No wait, the massive amounts of time for porn would destroy me...
Or would it?

EDIT:
Video games with any sex, or described sex count as porn.


----------



## fischju (May 9, 2008)

There are some very interactive video games of a sexual nature


----------



## asuri (May 9, 2008)

but what would happen if said video games are porn


----------



## Narin (May 9, 2008)

Ack, meant I would get rid of porn but keep Video Games.


----------



## fischju (May 9, 2008)

Wait, I would pick to lose porn forever, I think I voted wrong >_


----------



## tinymonkeyt (May 9, 2008)

aiyahh
first its the mob of sex posts 
now an influx of pornn


----------



## SleepingDragon (May 9, 2008)

Are we counting "Skin-emax" at 11pm on Friday nights as porn?


----------



## beedog19 (May 9, 2008)

Pron in a heart beat.
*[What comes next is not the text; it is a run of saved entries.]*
PR #3222, opened 2021-09-23
CI/GHA: switch to OBS criu repo, bring in criu 3.16

kolyshkin:
Apparently (https://criu.org/index.php?title=Packages&diff=5197&oldid=5196) criu PPA repo, used for GHA CI, is replaced with the OBS repo (already used by Dockerfile), so let's use it.

While at it, modify the Dockefile to
 * update the repo URL to use Debian_11 (which was not available before);
 * fix the apt-key deprecation warning from Dockerfile.

See individual commits for more details.

This brings criu 3.16 to the table! 🎉

### DIFF
--- a/.github/workflows/test.yml
+++ b/.github/workflows/test.yml
@@ -37,11 +37,6 @@ jobs:
     - name: checkout
       uses: actions/checkout@v2
 
-    - name: Dump matrix context
-      env:
-        MATRIX_CONTEXT: ${{ toJSON(matrix) }}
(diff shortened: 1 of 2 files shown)


kolyshkin:
This is CI only (i.e. no changes other than CI) and is needed
 - to reduce the number of criu-related failures in CI
 - for https://github.com/opencontainers/runc/pull/3059 (which, in turn, is needed for #3199)

mrunalp (approved):

cyphar (approved):
LGTM.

I would lead a much more productive life without pron.


----------



## ScuberSteve (May 9, 2008)

SleepingDragon said:
			
		

> Are we counting "Skin-emax" at 11pm on Friday nights as porn?


Is it erotic or tasteful?


----------



## Twiffles (May 9, 2008)

Real Life~
No not Second Life.


----------



## SleepingDragon (May 9, 2008)

You know, that "Red Shoe Diaries" type shit.  Well, if we keep the late night Cinemax and Showtime stuff for TV and Maxim/FHM/Stuff mags, and just lose the hardcore/Playboy, then I would definitely keep the video games.  I have a vivid enough imagination to make up the difference.


----------



## TheStump (May 9, 2008)

so i could never play Mass Effect either?


----------



## ScuberSteve (May 9, 2008)

TheStump said:
			
		

> so i could never play Mass Effect either?


no, you may not.


----------



## TheStump (May 9, 2008)

ScuberSteve said:
			
		

> TheStump said:
> 
> 
> 
> ...


----------



## EJames2100 (May 9, 2008)

I don't need porn, it kinda lost it's effect over me when I got my current girlfriend


----------



## CockroachMan (May 9, 2008)

I have a good imagination.. don't really need porn


----------



## dib (May 9, 2008)

EJames2100 said:
			
		

> I don't need porn, it kinda lost it's effect over me when I got my current girlfriend


A year from now, he'll be on another site saying "I don't need my current girlfriend, she kinda lost her effect on me when I got porn"


----------



## Panzer Tacticer (May 9, 2008)

Porn easily, it's the scab on my day I would rather stop picking at.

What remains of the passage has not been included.